When Dwayne and Debi died, I lost my only remaining relatives—from my mother’s side, anyway; my father’s side was nothing more than a question mark. I was placed in a group home called Second Chance House, which only made me wonder when I had had my first chance. It was while in Second Chance that I obtained most of my government-sponsored instruction. I went to high school classes fairly regularly, even though I found them boring, and acquired the basics in math and the sciences. All my hours in the library were not wasted. Long before anyone tried to teach me anything, I had already taught myself how to learn.
With the help of the other kids at Second Chance, I soon discovered a variety of drugs with which to experiment. Although disgusted by crystal meth, I was intrigued by marijuana and hashish. In fact, I’d received early encouragement towards these substances from my aunt and uncle who, not realizing that people could actually survive without chemical assistance, were trying to protect me from anything harder.
I also discovered a third hobby to go with libraries and narcotics: the miracle of making the sheets sing. It began by trading exploratory blowjobs with my new best friend, Eddie. This is the sort of thing that teenage boys do: they dare the other to kiss it and then call him a fag when he does. The next night, the same thing. I liked sex but homosexuality was not my flavor, so I soon progressed to some of the young female occupants—in particular, one girl named Chastity who was blissfully unaware of her name’s meaning. She was, in fact, unaware of a great many things. The first time that Chastity heard the phrase “oral sex” she thought it somehow involved the ear. Aural sex, one supposes.
By seventeen, I’d moved on to indulging my sexual curiosity with one of the counselors. Being a ward of the government was not without its advantages. Sarah was a troubled adult if ever there was one: an alcoholic in her mid-thirties with a cheating husband and an early midlife crisis. I provided her with consolation and excitement, and she provided me with sex. It did not hurt that my handsomeness, which hitherto had been little more than chubby-faced cuteness, had bloomed. My cheeks had acquired striking angles, my hair had curled pleasantly, and my body had made the transition to graceful muscularity.
When it came time for my discharge at eighteen, I had two talents. One was smoking drugs, the other was fucking my counselor, and I needed to convert one of these abilities into food and shelter. It did not seem that consuming drugs would be a well-paid occupation, but it was easy to find some work posing nude for $50, as the world is not short of middle-aged men who will pay boys to stand naked in their living rooms.

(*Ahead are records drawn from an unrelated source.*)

PR #822, opened 2025-04-30
chore: Remove unused dependency

tottoto:
These dependencies seem not to be used.

### DIFF
--- a/tower/Cargo.toml
+++ b/tower/Cargo.toml
@@ -56,6 +56,7 @@ spawn-ready = ["futures-util", "tokio/sync", "tokio/rt", "util", "tracing"]
 steer = []
 timeout = ["pin-project-lite", "tokio/time"]
 util = ["futures-core", "futures-util", "pin-project-lite", "sync_wrapper"]
+tokio-stream = [] # TODO: Remove this feature at the next breaking release.
 
 [dependencies]
 tower-layer = { version = "0.3.3", path = "../tower-layer" }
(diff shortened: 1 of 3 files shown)


tower/Cargo.toml
```diff
@@ -67,7 +67,6 @@ hdrhistogram = { workspace = true, optional = true }
 indexmap = { workspace = true, optional = true }
 slab = { workspace = true, optional = true }
 tokio = { workspace = true, features = ["sync"], optional = true }
-tokio-stream = { workspace = true, optional = true }
```
jplatte, line 70: This is a breaking change, since optional dependencies that aren't mentioned as `dep:that-dependency` in a feature create an implicit feature. Can you add a feature of the same name with a comment that it's a no-op and will be removed in the future?

jplatte (commented):
Not sure why CI is failing..

jplatte:
CI is broken due to the minimum version for `lazy_static` now being 1.0.0 (for non-dev dependencies).

This should fix it:

```patch
--- a/.github/workflows/CI.yml
+++ b/.github/workflows/CI.yml
@@ -90,7 +90,9 @@ jobs:
       - name: "install Rust nightly"
         uses: dtolnay/rust-toolchain@nightly
       - name: Select minimal versions
-        run: cargo update -Z minimal-versions
+        run: |
+          cargo update -Z minimal-versions
+          cargo update -p lazy_static
```

jplatte (approved):
Thanks!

I had no moral judgment about it; I was too busy calculating how many hamburgers fifty bucks could buy. From there it was a short jump to $150 for photos involving sexual activity and—since you’re already posing for stills, anyway—it makes a lot of sense to double or triple your income by acting in videos. Besides, who doesn’t want to be a movie star? Each shoot took, at most, a couple of days; more often, simply a few hours. That’s good money for an eighteen-year-old with no skills and, as simple as that, my career in pornography had started.
II.
Light spread across the insides of my eyelids and I awoke to the snake slowly swimming up my spinal cord, swallowing it with her disjointed jaw. There was the flick flick flick of her tongue as she hissed, I AM COMING AND THERE IS NOTHING YOU CAN DO ABOUT IT. The voice was feminine—this is how I knew it was a she—and her tongue tickled each vertebra as she searched her way towards the top of my spine. When she reached it, she licked at the undersocket of my skull, and then twisted a few times to let me know that she’d nestled in. Her scales chafed my internal organs and my liver was bruised by her casually wandering tail.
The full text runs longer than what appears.